(Beginning of Stored data)

PR #1262, opened 2020-10-16
Some prometheus metrics were missing

### LINKED ISSUE #1260: Some Prometheus metrics were missing
due to a bug

list:
  agora_validators_gauge

ferencdg:
list
   agora_validators_gauge

fixes: #1260

### DIFF
--- a/source/agora/consensus/EnrollmentManager.d
+++ b/source/agora/consensus/EnrollmentManager.d
@@ -733,9 +733,7 @@ public class EnrollmentManager
     private void collectValidatorStats (Collector collector)
     {
         auto validator_count = validator_set.count();
-        if (!validator_count)
-            validator_count_stats.setMetricTo!"agora_validators_gauge"(
-                validator_count);
+        validator_count_stats.setMetricTo!"agora_validators_gauge"(validator_count);
         Hash[] keys;
         if (getEnrolledUTXOs(keys))
             foreach (const ref key; keys)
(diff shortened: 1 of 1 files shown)


source/agora/consensus/EnrollmentManager.d
```diff
@@ -733,7 +733,7 @@ public class EnrollmentManager
     private void collectValidatorStats (Collector collector)
     {
         auto validator_count = validator_set.count();
-        if (!validator_count)
+        if (validator_count)
```
AndrejMitrovic: Actually I don't think you need the if check at all. There should never be zero active validators in the system.

ferencdg: zero can be database error, if you look into the count() function, I think it is better not to report in this case, it might be an unnecessary noise in the data

AndrejMitrovic: Yeah, we're gonna have to fix all of that later (w.r.t. ValidatorSet itself).

AndrejMitrovic (approved):

source/agora/consensus/EnrollmentManager.d
Geod24: Well, I think it's better to have a `0` than no data (no data can happen if the node is offline for example).
So I'd just remove the check as @AndrejMitrovic mentioned.

PR #1268, opened 2020-10-20
Add UTXO hash component in making pre-images

### LINKED ISSUE #849: Discussion: Should a node be able to enroll multiple times with the same address ?

linked0:
Our previous pre-image scheme relied only on the private key, a nonce, and a fixed string. But the scheme made it unable for a node to enroll with different frozen UTXOs because it made the same pre-images for the UTXOs.  So we have made it possible to enroll with different UTXOs by adding UXTO hash to our pre-image scheme.

Fixes #849

### DIFF
--- a/source/agora/consensus/EnrollmentManager.d
+++ b/source/agora/consensus/EnrollmentManager.d
@@ -256,6 +256,9 @@ public class EnrollmentManager
         This also gets and stores the information about this node's enrollment
         information which could be lost in abnormal situations.
 
+        Note: When a new Enrollment is encountered that is to start before
+        the existing one runs out, this just warns the situation.
+
         Params:
             enroll = Enrollment structure to add to the validator set
             block_height = enrolled blockheight
@@ -278,6 +281,15 @@ public class EnrollmentManager
 
         if (enroll.utxo_key in self_utxos)
         {
+            if (this.enroll_key != Hash.init)
+            {
+                auto enrolled =
+                    this.validator_set.getEnrolledHeight(this.enroll_key);
+                log.warn("Since enrollment for a validator with the same key " ~
+                    "at block #{}! New enrollment: {}, current one: {} (since #{})",
+                    block_height, enroll.utxo_key, this.enroll_key, enrolled);
+            }
+
             this.setEnrollmentKey(enroll.utxo_key);
 
             // consume pre-images
@@ -308,9 +320,6 @@ public class EnrollmentManager
 
     public Enrollment createEnrollment (Hash utxo) @safe nothrow
     {
-        // K, frozen UTXO hash
-        this.enroll_key = utxo;
-
         // X, final seed data and preimages of hashes
         this.catchupPreImageCycle();
         const seed = this.cycle.populate(this.key_pair.v, utxo, false);
@@ -1027,30 +1036,11 @@ unittest
     assert(preimage.hash ==
         man.cycle.preimages[$ - 1 - man.PreimageRevealPeriod]);
 
+    // check the cycle count for enrollment
+    assert(man.getCycleIndex() == 2);
+
     // test for getting validators' UTXO keys
     Hash[] keys;
-
-    // validator A with the `utxo_hash` and the enrolled height of 10.
-    // validator B with the 'utxo_hash2' and the enrolled height of 11.
-    // validator C with the 'utxo_hash3' and no enrolled height.
-    assert(man.addValidator(enroll2, Height(11), &utxo_set.findUTXO, utxos) is null);
-    man.clearExpiredValidators(Height(11));
-    assert(man.validatorCount() == 2);
-    assert(man.getEnrolledUTXOs(keys));
-    assert(keys.length == 2);
-
-    // set an enrolled height for validator C
-    // set the block height to 1019, which means validator B is expired.
-    // there is only one validator in the middle of 1020th block being made.
-    assert(man.addValidator(enroll3, Height(1019), &utxo_set.findUTXO, utxos) is null);
-    man.clearExpiredValidators(Height(1019));
-    assert(man.validatorCount() == 1);
-    assert(man.getEnrolledUTXOs(keys));
-    assert(keys.length == 1);
-    assert(keys[0] == enroll3.utxo_key);
-
-    // check the cycle count for enrollment
-    assert(man.getCycleIndex() == 4);
 }
 
 /// Test for adding and getting pre-images
--- a/source/agora/consensus/EnrollmentManager.d
+++ b/source/agora/consensus/EnrollmentManager.d
@@ -160,11 +160,6 @@ public class EnrollmentManager
         // load enrollment key
         this.enroll_key = this.getEnrollmentKey();
 
-        // load the count of 'populate' of `PreImageCycle`
-        const uint populate_count = this.getCycleIndex();
-        foreach (_; 0 .. populate_count)
-            this.cycle.populate(this.key_pair.v, true);
-
         Utils.getCollectorRegistry().addCollector(&this.collectValidatorStats);
     }
 
@@ -286,7 +281,8 @@ public class EnrollmentManager
             this.setEnrollmentKey(enroll.utxo_key);
 
             // consume pre-images
-            this.cycle.populate(this.key_pair.v, true);
+            this.catchupPreImageCycle();
+            this.cycle.populate(this.key_pair.v, enroll.utxo_key, true);
 
             // save the count of 'populate' of `PreImageCycle`
             this.setCycleIndex(
@@ -316,7 +312,8 @@ public class EnrollmentManager
         this.enroll_key = utxo;
 
         // X, final seed data and preimages of hashes
-        const seed = this.cycle.populate(this.key_pair.v, false);
+        this.catchupPreImageCycle();
+        const seed = this.cycle.populate(this.key_pair.v, utxo, false);
         const enroll = makeEnrollment(
             this.key_pair, utxo, this.params.ValidatorCycle,
             seed, this.cycle.index);
@@ -381,7 +378,7 @@ public class EnrollmentManager
         // Generate the random seed to use
         auto cache = PreImageCache(PreImageCycle.NumberOfCycles, cycle_length);
         assert(offset < cache.length);
-        cache.reset(hashMulti(kp.v, "consensus.preimages", offset));
+        cache.reset(hashMulti(kp.v, utxo, "consensus.preimages", offset));
 
         return makeEnrollment(kp, utxo, cycle_length, cache[$ - offset - 1], offset);
     }
@@ -804,6 +801,25 @@ public class EnrollmentManager
 
     /***************************************************************************
 
+        Catch up on the cache of pre-images to the current index
+
+        A node needs to catch up on the cache of pre-images to the current
+        index once after it starts.
+
+    ***************************************************************************/
+
+    public void catchupPreImageCycle () @safe nothrow
+    {
+        auto current_cycle = this.getCycleIndex();
+        // If there is any other case diffrent from the following assertion,
+        // it must be that an abnormal situation happened
+        assert(this.cycle.index == 0 || this.cycle.index == current_cycle);
+        while (this.cycle.index < current_cycle)
+            this.cycle.populate(this.key_pair.v, this.enroll_key, true);
+    }
+
+    /***************************************************************************
+
         Update the distance of the pre-image that will be revealed next time
 
         Params:
@@ -1082,6 +1098,7 @@ unittest
 
     auto secret = Scalar.random();
     Scalar fake_secret; // Used whenever `secret` *shouldn't* be used
+    auto utxo = hashFull(Scalar.random());
     foreach (uint cycleGroupCount; 0 .. 10)
     {
         foreach (outerIndex; 1 .. PreImageCycle.NumberOfCycles + 1)
@@ -1091,7 +1108,7 @@ unittest
             assert(outerIndex - 1  == cycle.index);
             // Only provide `secret` on the first iteration
             const commitment =
-                cycle.populate(outerIndex == 1 ? secret : fake_secret, true);
+                cycle.populate(outerIndex == 1 ? secret : fake_secret, utxo, true);
             const lastInCycle = outerIndex == PreImageCycle.NumberOfCycles;
             // Sanity check #2
             assert(cycleGroupCount + lastInCycle == cycle.nonce);
@@ -1124,7 +1141,7 @@ unittest
             {
                 const Index = seedIndex % Enrollment.ValidatorCycle;
                 if (Index == (Enrollment.ValidatorCycle - 1))
-                    cycle.populate(seedIndex == cycle.seeds.length ? secret :fake_secret);
+                    cycle.populate(seedIndex == cycle.seeds.length ? secret :fake_secret, utxo);
                 assert(cycle.seeds[seedIndex] == cycle.preimages[Index]);
                 if (seedIndex == 0) break;
                 seedIndex--;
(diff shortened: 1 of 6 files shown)


source/agora/consensus/EnrollmentManager.d
```diff
@@ -660,6 +666,58 @@ public class EnrollmentManager
...
+
+            if (!results.empty)
+                en_key = results.oneValue!(ubyte[]).deserializeFull!(Hash);
+        }
+        catch (Exception ex)
+        {
+            log.error("ManagedDatabase operation error: {}", ex);
+        }
+
+        return en_key;
```
AndrejMitrovic: A slight simplification to make it obvious when `Hash.init` is returned.

```suggestion
        try
        {
            auto results = this.db.execute("SELECT val FROM node_enroll_data " ~
                "WHERE key = ?", "enroll_key");

            if (!results.empty)
                return results.oneValue!(ubyte[]).deserializeFull!(Hash);
        }
        catch (Exception ex)
        {
            log.error("ManagedDatabase operation error: {}", ex);
        }

        return Hash.init;
```

AndrejMitrovic (changes requested):
LGTM, just one thing.

linked0:
I applied Drey's requests. Thanks.
But CI builds have some errors on all the `ldc-master` environments about `ocean` as follows. If anyone knows how to deal with it, please let me know.

```
/home/runner/work/agora/agora/submodules/ocean/src/ocean/core/array/Search.d:73: error: undefined reference to '_D5ocean4core5array17DefaultPredicatesQt__T7IsEqualTaZQl6opCallFNaNbNiNfIaIaZb'
/home/runner/work/agora/agora/submodules/ocean/src/ocean/core/array/Transformation.d:71: error: undefined reference to '_D5ocean4core5array17DefaultPredicatesQt__T6IsLessTaZQk6opCallFNaNbNiNfIaIaZb'
/home/runner/work/agora/agora/submodules/ocean/src/ocean/core/array/Transformation.d:73: error: undefined reference to '_D5ocean4core5array17DefaultPredicatesQt__T6IsLessTaZQk6opCallFNaNbNiNfIaIaZb'
/home/runner/work/agora/agora/submodules/ocean/src/ocean/core/array/Transformation.d:123: error: undefined reference to '_D5ocean4core5array17DefaultPredicatesQt__T6IsLessTaZQk6opCallFNaNbNiNfIaIaZb'
```

AndrejMitrovic:
It's not a bug with your PR. It seems latest ldc-master is broken: https://github.com/bpfkorea/agora/runs/1279452560

linked0:
You can review my PR, all the builds on ldc-master have failed though.

source/agora/consensus/EnrollmentManager.d
```diff
@@ -160,6 +160,9 @@ public class EnrollmentManager
         // create Pair object from KeyPair object
         this.key_pair = Pair.fromScalar(secretKeyToCurveScalar(key_pair.secret));
 
+        // load enrollment key
+        this.enroll_key = this.getEnrollmentKey();
+
```
Geod24: This value is never read. Currently a validator wishing to enroll will call the enrollment manager with the UTXO key. Do we need to read it here ?

source/agora/consensus/EnrollmentManager.d
```diff
@@ -168,8 +168,11 @@ public class EnrollmentManager
 
         // load the count of 'populate' of `PreImageCycle`
         const uint populate_count = this.getCycleIndex();
+
+        // if there exists an erollment key, `populate_count` must be above 0.
+        assert(this.enroll_key == Hash.init || populate_count > 0);
         foreach (_; 0 .. populate_count)
-            this.cycle.populate(this.key_pair.v, true);
+            this.cycle.populate(this.key_pair.v, this.enroll_key, true);
```
Geod24: I see now why you are loading it in the  constructor. I think we should rather move this outside of the constructor, so pre-images only get generated when needed (and possible). Otherwise the first time a validator runs, tons of pre-images will be generated for nothing.

source/agora/consensus/PreImage.d
```diff
@@ -351,14 +352,14 @@ public struct PreImageCycle
 
     ***************************************************************************/
 
-    public Hash populate (scope const ref Scalar secret, bool consume)
-        @safe nothrow
+    public Hash populate (scope const ref Scalar secret,
+        scope const ref Hash enroll_key, bool consume) @safe nothrow
```
Geod24, line 356: Adding the `enroll_key` changes quite a bit. When we do see another validator with the same private key, we don't want to override our own pre-images with their own.

Geod24 (changes requested):
This needs a network test with two nodes.

source/agora/consensus/EnrollmentManager.d
linked0: It would be better to make pre-images when needed. I will find the right place to do it.

linked0:
I added a network test code in the module, agora.test.PreImage. But, it's not the final code. I just uploaded the code for sharing what I'm trying to do.
@Geod24 I'd like you to check if it's the right approach. In the code, the `SameKeyValidator` is using the `WK.Keys.A` and the second UTXO for the key in order to make an Enrollment.

linked0:
I'm writing a network test in this PR for a new validator with the same address as the existing validator. But, I'm not sure it's the right approach. Some whiteboarding session is needed I guess. With the last commit about network test, I have some assertion failure as follows. I'm debugging it now.

```
(lldb) bt
error: need to add support for DW_TAG_base_type 'immutable(char)' encoded with DW_ATE = 0x10, bit_size = 8
* thread #64, stop reason = signal SIGABRT
  * frame #0: 0x00007fff6a52d33a libsystem_kernel.dylib`__pthread_kill + 10
    frame #1: 0x00007fff6a5e9e60 libsystem_pthread.dylib`pthread_kill + 430
    frame #2: 0x00007fff6a4b4808 libsystem_c.dylib`abort + 120
    frame #3: 0x00007fff67714458 libc++abi.dylib`abort_message + 231
    frame #4: 0x00007fff677058a7 libc++abi.dylib`demangling_terminate_handler() + 238
    frame #5: 0x00007fff692405b1 libobjc.A.dylib`_objc_terminate() + 104
    frame #6: 0x00007fff67713887 libc++abi.dylib`std::__terminate(void (*)()) + 8
    frame #7: 0x00007fff67716387 libc++abi.dylib`__cxa_rethrow + 99
    frame #8: 0x000000010073f0ac agora-unittests`stellar::Slot::processEnvelope(this=0x000000010c7182d8, envelope=0x0000000240412d30, self=false) at Slot.cpp:155:9
    frame #9: 0x000000010072e4a0 agora-unittests`stellar::SCP::receiveEnvelope(this=0x0000000104734aa0, envelope=0x0000000240412d30) at SCP.cpp:33:38
    frame #10: 0x0000000100142933 agora-unittests`_D5agora9consensus8protocol9NominatorQk15receiveEnvelopeMFNeMKxS4scpd5types11Stellar_SCP11SCPEnvelopeZv(this=0x00000001d901f2c0, envelope=0x0000000240412d30) at Nominator.d:444:9
    frame #11: 0x00000001001443a1 agora-unittests`_D5agora4node9ValidatorQk15receiveEnvelopeMFNfS4scpd5types11Stellar_SCP11SCPEnvelopeZv(this=0x000070000608a648, envelope=SCPEnvelope @ 0x0000000240412d30) at Validator.d:266:9
    frame #12: 0x000000010019670f agora-unittests`_D6geod249LocalRest__T9RemoteAPITC5agora4test4Base7TestAPITSQBaQxQu10SerializerZQCg13handleCommandFSQDuQDq7CommandQDdSQEmQEi9FilterAPIZv(cmd=Command @ 0x0000000240413ec0, node=0x000070000608a900, filter=FilterAPI @ 0x0000000240413ea0) at LocalRest.d-mixin-477:494:33
    frame #13: 0x00000001001aab53 agora-unittests`_D6geod249LocalRest__T9RemoteAPITC5agora4test4Base7TestAPITSQBaQxQu10SerializerZQCg__T7spawnedTCQCkQChQCf17TestValidatorNodeZQBnFNbSQFa11concurrency3TidAyaiSQEt6common6ConfigQhPOSQGv8RegistryQjAySQGg9consensus4data5BlockQgmPOlZ7runNodeMFZ__T6handleTSQJoQJk7CommandZQyMFQuZ9__lambda2MFZv at LocalRest.d:602:43
    frame #14: 0x00000001007e58f9 agora-unittests`_D6geod2411concurrency14FiberScheduler6createMFNbDFZvZ4wrapMFZv at concurrency.d:915:13
    frame #15: 0x0000000100d4551f agora-unittests`_D4core6thread7context8Callable6opCallMFZv(this=0x0000000000000002) at context.d:46:17
    frame #16: 0x0000000100d456ae agora-unittests`_D4core6thread5fiber5Fiber3runMFZv(this=0x00000001d951e680) at fiber.d:1129:9
    frame #17: 0x0000000100d455e3 agora-unittests`fiber_entryPoint at fiber.d:186:13
```

linked0:
Ready for review.
The network test in the last commit should have been more complete. But, [the problem](https://github.com/bpfkorea/agora/pull/1268#issuecomment-716384194) could not be easily solved. If a validator re-enroll with another UTXO before its current enrollment expires, the problem occurs. So it would be good to handle it as a separate issue because it would take some time for me to analyze and get better knowledge about that. I'll create another issue for that if possible.

source/agora/consensus/EnrollmentManager.d
```diff
@@ -1367,3 +1432,20 @@ unittest
...
+    auto utxo_set = new TestUTXOSet;
+    genesisSpendable()
+        .map!(txb => txb.refund(WK.Keys.A.address).sign(TxType.Freeze))
+        .each!(tx => utxo_set.put(tx));
+    auto man = new EnrollmentManager(":memory:", WK.Keys.A,
+        new immutable(ConsensusParams)(10));
+
+    man.setEnrollmentKey(utxo_set.keys[0]);
+    assert(man.getEnrollmentKey()[] == utxo_set.keys[0][]);
+    assert(man.getEnrollmentKey()[] != utxo_set.keys[1][]);
```
Geod24: I would add an `assert` on the length of the UTXO set (should be 8) before L1448, and use a different value (e.g. `keys[3]`), so you make sure it doesn't pick the first one in the `keys` for whatever reason.

source/agora/consensus/EnrollmentManager.d
```diff
@@ -664,6 +667,68 @@ public class EnrollmentManager
         return false;
     }
 
+    /***************************************************************************
+
+        Get the key for the enrollment for this node
+
+        Returns:
+            the key for the enrollment
```
Geod24: Note that this function can "fail silently". No exception being thrown, and only a log message.
Originally I thought it was a bug, but it makes sense given the current design of the `EnrollmentManager`.
If that's intentional, it should be documented, and also the `log.error` should be downgraded to a non-error.

source/agora/consensus/EnrollmentManager.d
```diff
@@ -664,6 +667,68 @@ public class EnrollmentManager
...
+
+        return Hash.init;
+    }
+
+    /***************************************************************************
+
+        Set the key for the enrollment for this node
+
+        Params:
+            enroll_key = the key for the enrollment
```
Geod24: Ditto about failure documentation and logging.

source/agora/consensus/EnrollmentManager.d
```diff
@@ -871,19 +799,22 @@ public class EnrollmentManager
         Params:
             height = block height to check
 
+        Returns:
+            The distance
```
Geod24: Or `uint.max` if we're not enrolled

source/agora/consensus/EnrollmentManager.d
```diff
@@ -278,15 +281,24 @@ public class EnrollmentManager
...
-                (this.cycle.nonce * this.cycle.NumberOfCycles) + this.cycle.index);
+                // save the count of 'populate' of `PreImageCycle`
+                this.setCycleIndex(
+                    (this.cycle.nonce * this.cycle.NumberOfCycles)
+                        + this.cycle.index);
+            }
+            else
+            {
+                log.warn("New enrollment appears before the current one is " ~
+                    "expired, New: {}, Old: {}", enroll.utxo_key, this.enroll_key);
```
Geod24: Rephrasing: "Seen enrollment for a validator with the same private key! New enrollment: {}, current one: {}".
Adding block height would be even better, if possible:
"Seen enrollment for a validator with the same private key at block {}! New enrollment: {}, current one: {} (since #{})"

source/agora/consensus/EnrollmentManager.d
```diff
@@ -278,15 +281,24 @@ public class EnrollmentManager
...
 
-            // save the count of 'populate' of `PreImageCycle`
-            this.setCycleIndex(
-                (this.cycle.nonce * this.cycle.NumberOfCycles) + this.cycle.index);
+                // save the count of 'populate' of `PreImageCycle`
+                this.setCycleIndex(
+                    (this.cycle.nonce * this.cycle.NumberOfCycles)
+                        + this.cycle.index);
+            }
+            else
```
Geod24: If you move it as the first check and `return` you can simplify the code / diff.

source/agora/consensus/EnrollmentManager.d
```diff
@@ -309,7 +321,7 @@ public class EnrollmentManager
     public Enrollment createEnrollment (Hash utxo) @safe nothrow
     {
         // K, frozen UTXO hash
-        this.enroll_key = utxo;
+        // this.enroll_key = utxo;
```
Geod24: Remove then ?

source/agora/test/SameAddressPreImage.d
```diff
@@ -0,0 +1,198 @@
+module agora.test.SameAddressPreImage;
```
Geod24: DDOC

Geod24 (commented):
Nice. Looks like this is almost ready. The network test usage of shared leaves me a bit skeptical, and might be the cause of your issues. Let's look at it together tomorrow.

linked0:
> Nice. Looks like this is almost ready. The network test usage of shared leaves me a bit skeptical and might be the cause of your issues. Let's look at it together tomorrow.

Thank you for the review. I'll fix what you commented on.
In fact, I didn't add the code in the last commit that makes the problem happen. But I will add the code as another network test with a  `version (none)` modifier.

linked0:
Ready for review after applying reviewers' comments.
I also added the network test code that makes [the problem](https://github.com/bpfkorea/agora/pull/1268#issuecomment-716384194) happen with the `version(none)` modifier.

source/agora/consensus/EnrollmentManager.d
```diff
@@ -664,6 +667,77 @@ public class EnrollmentManager
         return false;
     }
 
+    /***************************************************************************
+
+        Get the key for the enrollment for this node
+
+        If getting an enrollment key fails, this displays a log messge and
```
Geod24: message

source/agora/consensus/EnrollmentManager.d
```diff
@@ -664,6 +667,77 @@ public class EnrollmentManager
...
+        returns `Hash.init`. If the database operation fails, it means that node
+        is not in the normal situation overall.
```
Geod24: "the node is not in the normal situation" is not quite a good explanation. If we detect and error situation, we usually try to remedy it. In this code, I was assuming that the failure was "normal" in case the UTXO wasn't propagated yet. But that doesn't seem to be the case ?

Geod24: Looking at the code again, when the node is not enrolled, I assume the `SELECT` will return an empty result, so no exception will be thrown ? If so that should be documented.

source/agora/consensus/EnrollmentManager.d
```diff
@@ -664,6 +667,77 @@ public class EnrollmentManager
...
+        }
+
+        return Hash.init;
+    }
+
+    /***************************************************************************
+
+        Set the key for the enrollment for this node
+
+        If saving an enrollment key fails, this displays a log messges and just
```
Geod24: Ditto typo

Geod24:
Doesn't the third commit invalidate the test Genesis block ? It would seem so.
I extracted the first 2 commits here: https://github.com/bpfkorea/agora/pull/1303
Will look into the network test failure and the third commit.

Geod24:
Partially rebased on v0.x.x, added the changes to the test genesis block, likely the reason your network test didn't pass.
I'll continue working on this.

Geod24:
Okay, this actually uncovers TONS of problems. We generally identify validators by their public key, but since public keys are not unique, that creates issues. For example, the network registry relies on it.

I think we need to whiteboard (as a team) on this.

AndrejMitrovic:
> but since public keys are not unique

You left us on a cliffhanger here. :D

(End of Stored data)

## How to complete this task
Where the listing above reaches the line that contains "Scalar fake_secret; //", start retyping, and finish with the line that contains "Sanity check #2"; reproduce those lines exactly and no others.

## Output for this exercise
     Scalar fake_secret; // Used whenever `secret` *shouldn't* be used
+    auto utxo = hashFull(Scalar.random());
     foreach (uint cycleGroupCount; 0 .. 10)
     {
         foreach (outerIndex; 1 .. PreImageCycle.NumberOfCycles + 1)
@@ -1091,7 +1108,7 @@ unittest
             assert(outerIndex - 1  == cycle.index);
             // Only provide `secret` on the first iteration
             const commitment =
-                cycle.populate(outerIndex == 1 ? secret : fake_secret, true);
+                cycle.populate(outerIndex == 1 ? secret : fake_secret, utxo, true);
             const lastInCycle = outerIndex == PreImageCycle.NumberOfCycles;
             // Sanity check #2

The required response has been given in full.